• _Assigned task_:
Take the lines below beginning at the line that has "-2,10 +2,8 @@" and stopping after the line that has "- User opens and closes logs", and print them exactly as they are, with no other lines.

• _Supplied entries_:

PR #88, opened 2021-01-20
Set buffer-local variable to identify metals logs buffer

### LINKED ISSUE #87: MetalsLogsToggle is confused if another terminal is open
When you have an integrated terminal open in nvim, running MetalsLogsToggle will say that logs are already opened.

1. Open any metals project
2. Open an integrated terminal
3. Run :MetalsLogsToggle

**Expected behavior**

A terminal is opened tailing metals logs

**Actual behavior**

Command things logs are already opened

**Installation:**

- Operating system: Linux
- Nvim version: v0.5.0-dev+1012-gfe1ebea33
- Commit of nvim-metals: 13635adae2d4a64d41d48ed8587ee022825e2e17
- Metals version: 0.9.10

**Search terms**

metals, logs, terminal, nvim, toggle

keynmol:
Fixes #87 

~I haven't installed everything from CONTRIBUTING.md, just~ want to check if approach makes sense :) 

I'm doing it this way because I couldn't find an API that parses `term://{cwd}//{pid}:{cmd}` format that is in buffer name for terminals.

If there's such an API (and if it's preferable to use it), let me know @ckipp01

### DIFF
--- a/lua/metals.lua
+++ b/lua/metals.lua
@@ -129,15 +129,26 @@ end
 
 M.logs_toggle = function()
   local bufs = api.nvim_list_bufs()
-  for _, v in ipairs(bufs) do
-    local buftype = api.nvim_buf_get_option(v, 'buftype')
-    if buftype == 'terminal' then
-      log.info_and_show('Logs are already opened. Try an :ls to see where it is.')
+
+  for _, buf in ipairs(bufs) do
+    local buftype = api.nvim_buf_get_option(buf, 'buftype')
+    local _, purpose = pcall(api.nvim_buf_get_var, buf, 'metals_buf_purpose')
+
+    if buftype == 'terminal' and purpose == 'logs' then
+      local first_window_id = vim.fn.win_findbuf(buf)[1]
+      if first_window_id then
+        vim.fn.win_gotoid(first_window_id)
+      else
+        api.nvim_command(string.format('vsp | :b %i', buf))
+      end
+
       return
     end
   end
+
   -- Only open them if a terminal isn't already open
   api.nvim_command [[vsp term://tail -f .metals/metals.log]]
+  vim.b['metals_buf_purpose'] = 'logs'
 end
 
 -- Implements the new-scala-file feature.
--- a/.luacheckrc
+++ b/.luacheckrc
@@ -2,10 +2,8 @@
 
 max_line_length = 100 
 globals = {
-  "Coursier_handle"
-}
-read_globals = {
-  "vim",
+  "Coursier_handle",
+  "vim"
 }
 exclude_files = {
   "lua/metals/log.lua"


ckipp01:
Thanks for the pr @keynmol! So I just played around with this a bit, and it seems that it's allowing me to open multiple.

Screenshot 2021-01-20 at 17 48 57

My guess would be that this: `| :let b:metals_buf_purpose="logs"` isn't working as expected. One thing I also thought of was instead of warning that one is already open, and telling to user to find and open it. What if we just opened it? Since we know that a user wants to open it if they are doing a `:MetalsLogToggle`. I think that'd be cleaner. So the flow would be:

- User opens and closes logs
- User does another `:MetalsLogsToggle`
- It detects that there is a buffer for the logs already, splits and opens the buffer there.

What do you think?

keynmol:
> What do you think?

Yeah, from UX point of view that's what I would expect.

Strange that it doesn't work for you - I will test it again, but I was 100% certain that my tests showed that it helped. 

I'll see what's up. And if you do `:echo b:metals_buf_purpose` (or what the syntax is to print out buffer variable?) in either of those terminals, does it show?

ckipp01:
> > What do you think?
> 
> Yeah, from UX point of view that's what I would expect - I'll fix it
> 
> Strange that it doesn't work for you - I will test it again, but I was 100% certain that my tests showed that it helped.
> 
> I'll see what's up. And if you do `:echo b:metals_buf_purpose` (or what the syntax is to print out buffer variable?) in either of those terminals, does it show?

Ahh, actually I see what's happening. It does correctly set "logs", but when you are in the for loop, the `vim.b` check is checking the local buffer that you issued the command from, not the buffer that you're iterating over.

keynmol:
Oh right. 

I'll use nvim's API to get any buffer's var. I had it before but couldn't figure out the idiomatic way to wrap it in pcall so it would stop throwing :)

lua/metals.lua
```diff
@@ -129,15 +129,16 @@ end
...
-      log.info_and_show('Logs are already opened. Try an :ls to see where it is.')
+    if buftype == 'terminal' and vim.b.metals_buf_purpose == 'logs' then
+      log.info_and_show(string.format('Logs are already opened. Try an :ls to see where it is.' ..
+                                          'Or switch to it directly using :b%i', i))
       return
     end
   end
   -- Only open them if a terminal isn't already open
-  api.nvim_command [[vsp term://tail -f .metals/metals.log]]
+  api.nvim_command [[vsp term://tail -f .metals/metals.log | :let b:metals_buf_purpose="logs"]]
```
ckipp01, line 141: Also this is a bit of a nit, but I try to avoid doing to much in a command like this, so we can also separate this out.
```suggestion
  api.nvim_command [[vsp term://tail -f .metals/metals.log]]
  vim.b.metals_buf_purpose = 'logs'
```

keynmol:
```
    lua/metals.lua:145:3: setting read-only field b.metals_buf_purpose of global vim
```

🙃 

Is there a way to make this check more fine-grained?

ckipp01: You an just add it to `globals` in the `.luacheckrc` file.

keynmol:
> It detects that there is a buffer for the logs already, splits and opens the buffer there.

Just took a look at this - what is the best way to detect that the buffer is "open", i.e. part of the window?

I figured that while I can find that there's a matching buffer, just doing `:vsp` on that buffer would lead to the buffer being opened all the time, right?

So there needs to be a way to "go" to a visible window/tab that contains this buffer?

ckipp01:
> > It detects that there is a buffer for the logs already, splits and opens the buffer there.
> 
> Just took a look at this - what is the best way to detect that the buffer is "open", i.e. part of the window?

I'm not actually sure, I may have to dig a bit. I think maybe `nvim_buf_is_loaded()`?

> I figured that while I can find that there's a matching buffer, just doing `:vsp` on that buffer would lead to the buffer being opened all the time, right?

Well if you do a `:vsp #` on the buffer you are targeting it will just split again with that buffer as yet another window, so you don't want that.

> So there needs to be a way to "go" to a visible window/tab that contains this buffer?

Again, without really digging in I'm not sure, but I think maybe `win_gotoid()` may do what you want.

keynmol:
Does this look better?

https://user-images.githubusercontent.com/1052965/105226302-b9a7db00-5b57-11eb-86fb-17cf1b88bf35.mov

ckipp01:
> Does this look better?
> Screen.Recording.2021-01-20.at.19.41.17.mov

hey! yes! looking better! However, I may have lead you astray a little bit because this situation works when working tabs like you show, but no so much if you open the buffer with the term, close the buffer (but the buffer still exists), and then you try to toggle again. Because it will find the `term` in the for loop, but `win_findbuf(buf)[1]` will be `nil` since it's a buffer not attached to a window at the moment. Son in that scenario, you found the buffer, but it's not in a window, so you should be able to then just split where you are at and open that buffer in the split. Here is a vid of me showing that workflow, where I still end up with 2 log terms.


https://user-images.githubusercontent.com/13974112/105321632-fdd2c400-5bc7-11eb-93f2-611eaf2171bd.mov

keynmol:
Aand the recording is too big.

The new logic is to vsplit to the found buffer if the window is not found

ckipp01:
> Aand the recording is too big.
> 
> The new logic is to vsplit to the found buffer if the window is not found

Haha, no worries, I just tested it and it works as expected! Thanks a lot for tackling this!! Are you able to squash your commits down, and then LGTM!

ckipp01 (approved):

• _Answer below_:
@@ -2,10 +2,8 @@
 
 max_line_length = 100 
 globals = {
-  "Coursier_handle"
-}
-read_globals = {
-  "vim",
+  "Coursier_handle",
+  "vim"
 }
 exclude_files = {
   "lua/metals/log.lua"


ckipp01:
Thanks for the pr @keynmol! So I just played around with this a bit, and it seems that it's allowing me to open multiple.

Screenshot 2021-01-20 at 17 48 57

My guess would be that this: `| :let b:metals_buf_purpose="logs"` isn't working as expected. One thing I also thought of was instead of warning that one is already open, and telling to user to find and open it. What if we just opened it? Since we know that a user wants to open it if they are doing a `:MetalsLogToggle`. I think that'd be cleaner. So the flow would be:

- User opens and closes logs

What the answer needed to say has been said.